Seismic event location: Nonlinear inversion using a Neighborhood Algorithm

A recently developed direct search method for inversion, known as a neighbourhood algorithm (NA), is applied to the hypocentre location problem. Like some previous methods the algorithm uses randomised, or stochastic, sampling of a four-dimensional hypocentral parameter space, to search for solutions with acceptable data fit. Considerable flexibility is allowed in the choice of misfit measure. At each stage the hypocentral parameter space is partitioned into a series of convex polygons called Voronoi cells. Each cell surrounds a previously generated hypocentre for which the fit to the data has been determined. As the algorithm proceeds new hypocentres are randomly generated in the neighbourhood of those hypocentres with smaller data misfit. In this way all previous hypocentres guide the search, and the more promising regions of parameter space are preferentially sampled. The NA procedure makes use of just two tuning parameters. It is possible to choose their values so that the behaviour of the algorithm is similar to that of a contracting irregular grid in 4-D. This is the feature of the algorithm that we exploit for hypocentre location.
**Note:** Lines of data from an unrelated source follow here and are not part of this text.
PR #3623, opened 2024-06-07
Architecting Local `make ci-rp` File To Allow Caching For Later

safwank97:

Fixes https://issues.redhat.com/browse/ARO-7789

This PR helps us build intermediate docker images individually by running `make ci-rp` in ephemeral CI agents without a docker cache, such that, it has the capability of building a docker cache from it's previous run build stage. This will help us optimize our build time in the ephemeral agent.

### Test plan for issue:

Run `make ci-rp` to verify and validate whether it is building all the intermediate docker images individually from a multi-staged container file `Dockerfile.ci-rp`.

None that I'm aware of.


Makefile
```diff
@@ -77,7 +79,9 @@ client: generate
 	hack/build-client.sh "${AUTOREST_IMAGE}" 2020-04-30 2021-09-01-preview 2022-04-01 2022-09-04 2023-04-01 2023-07-01-preview 2023-09-04 2023-11-22 2024-08-12-preview
 
 ci-rp: fix-macos-vendor
-	docker build . -f Dockerfile.ci-rp --ulimit=nofile=4096:4096 --build-arg REGISTRY=$(REGISTRY) --build-arg ARO_VERSION=$(VERSION) --no-cache=$(NO_CACHE)
+	docker build . -f Dockerfile.ci-rp --ulimit=nofile=4096:4096 --build-arg REGISTRY=$(REGISTRY) --build-arg ARO_VERSION=$(VERSION) --target portal-build --no-cache=$(NO_CACHE) -t $(ARO_PORTAL_BUILD_IMAGE)
+	docker build . -f Dockerfile.ci-rp --ulimit=nofile=4096:4096 --build-arg REGISTRY=$(REGISTRY) --build-arg ARO_VERSION=$(VERSION) --target builder --cache-from portal-build -t $(ARO_BUILDER_IMAGE)
+	docker build . -f Dockerfile.ci-rp --ulimit=nofile=4096:4096 --build-arg REGISTRY=$(REGISTRY) --build-arg ARO_VERSION=$(VERSION) --cache-from builder -t $(ARO_IMAGE)
```
bitoku, line 84: same as above

Makefile
```diff
@@ -77,7 +79,9 @@ client: generate
 	hack/build-client.sh "${AUTOREST_IMAGE}" 2020-04-30 2021-09-01-preview 2022-04-01 2022-09-04 2023-04-01 2023-07-01-preview 2023-09-04 2023-11-22 2024-08-12-preview
 
 ci-rp: fix-macos-vendor
-	docker build . -f Dockerfile.ci-rp --ulimit=nofile=4096:4096 --build-arg REGISTRY=$(REGISTRY) --build-arg ARO_VERSION=$(VERSION) --no-cache=$(NO_CACHE)
+	docker build . -f Dockerfile.ci-rp --ulimit=nofile=4096:4096 --build-arg REGISTRY=$(REGISTRY) --build-arg ARO_VERSION=$(VERSION) --target portal-build --no-cache=$(NO_CACHE) -t $(ARO_PORTAL_BUILD_IMAGE)
+	docker build . -f Dockerfile.ci-rp --ulimit=nofile=4096:4096 --build-arg REGISTRY=$(REGISTRY) --build-arg ARO_VERSION=$(VERSION) --target builder --cache-from portal-build -t $(ARO_BUILDER_IMAGE)
```
bitoku, line 83: https://docs.docker.com/reference/cli/docker/image/build/#cache-from
https://docs.podman.io/en/stable/markdown/podman-build.1.html
According to the doc, `--cache-from` should point to an image name.
I'm not sure if it works with the stage name (maybe not?).

And also it wants to have `--no-cache` here, otherwise it can use the cache if the previous build has the same result.

```suggestion
	docker build . -f Dockerfile.ci-rp --ulimit=nofile=4096:4096 --build-arg REGISTRY=$(REGISTRY) --build-arg ARO_VERSION=$(VERSION) --target builder --no-cache=$(NO_CACHE) --cache-from $(ARO_PORTAL_BUILD_IMAGE) -t $(ARO_BUILDER_IMAGE)
```

bitoku: I was wrong about `--no-cache`. Please forget about it.

safwank97: Okay no worries.

safwank97: Updated --cache-from to point to an image name

geowa4:
Hey @safwank97, can you include your testing strategy on this? Or is that in the ticket? I just want to ensure the changes in response to @bitoku's feedback are sufficient.

safwank97:
> Hey @safwank97, can you include your testing strategy on this? Or is that in the ticket? I just want to ensure the changes in response to @bitoku's feedback are sufficient.

There are not any direct ways to test whether a particular docker image is built using `--cache-from` flag other than pulling above code changes and running `make ci-rp` directly, because this uses variables defined in `env.example` and one has to make canges to their `env` file as specified in `env.example` file and then also source that particular file to run the above specified builts. And this will explain the changes in response to @bitoku's feedback because in my previous it used a tag and in this it is properly pointing to an image name instead of a tag.

Makefile
```diff
@@ -38,6 +38,8 @@ else
 	REGISTRY = $(RP_IMAGE_ACR)
 endif
 
+ARO_PORTAL_BUILD_IMAGE ?= $(ARO_IMAGE_BASE):$(VERSION)
+ARO_BUILDER_IMAGE ?= $(ARO_IMAGE_BASE):$(VERSION)
```
SudoBrendan, line 42: These images are currently the same, and are the same as ARO_IMAGE as well below. We likely need all 3 to be unique. I like the naming convention used in the env file, can we replicate those names here?

SudoBrendan (changes requested):

Makefile
tsatam: I'd suggest explicitly pointing these to localhost images (similar to what you did in env.example below):

```suggestion
ARO_PORTAL_BUILD_IMAGE ?= localhost/aro-portal-build:$(VERSION)
ARO_BUILDER_IMAGE ?= localhost/aro-builder:$(VERSION)
```

env.example
```diff
@@ -1,4 +1,6 @@
 export LOCATION=eastus
+export ARO_PORTAL_BUILD_IMAGE=arointsvc.azurecr.io/aro-portal-build
+export ARO_BUILDER_IMAGE=arointsvc.azurecr.io/aro-builder
```
tsatam, line 3: If the change made above is done, I think this can be removed. 

```suggestion
```

tsatam (changes requested):
This looks good, just a few suggestions to keep the implementation here simple.

Makefile
```diff
@@ -2,7 +2,7 @@ SHELL = /bin/bash
 TAG ?= $(shell git describe --exact-match 2>/dev/null)
 COMMIT = $(shell git rev-parse --short=7 HEAD)$(shell [[ $$(git status --porcelain) = "" ]] || echo -dirty)
 ARO_IMAGE_BASE = ${RP_IMAGE_ACR}.azurecr.io/aro
-INTERMEDIATE_IMAGE_LOCAL = ${INTERMEDIATE_IMAGE_ACR_LOCAL}.azurecr.io/aro
+RP_IMAGE_LOCAL = localhost/aro
```
tsatam, line 5: Can we move this definition to right before the portal/builder images so the context is more apparent? 

Additionally, should we set this variable only if it is already unset? e.g. 
```suggestion
RP_IMAGE_LOCAL ?= localhost/aro
```

tsatam (changes requested):

Makefile
safwank97: We can, I'll update it

Makefile
safwank97: Done. Not added version for building local images because --cache-from functionality neither uses tags nor it uses digests.

Makefile
safwank97: Done 👍🏼

tsatam (approved):

shubhadapaithankar (approved):
LGTM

In experiments with different events and data sources, the NA approach is able to achieve comparable or better levels of data fit than a range of alternative methods; linearised least-squares, genetic algorithms, simulated annealing and a contracting grid scheme. Moreover, convergence was achieved with a substantially reduced number of travel-time/slowness calculations compared with other nonlinear inversion techniques. Even when initial parameter bounds are very loose, the NA procedure produced robust convergence with acceptable levels of data fit.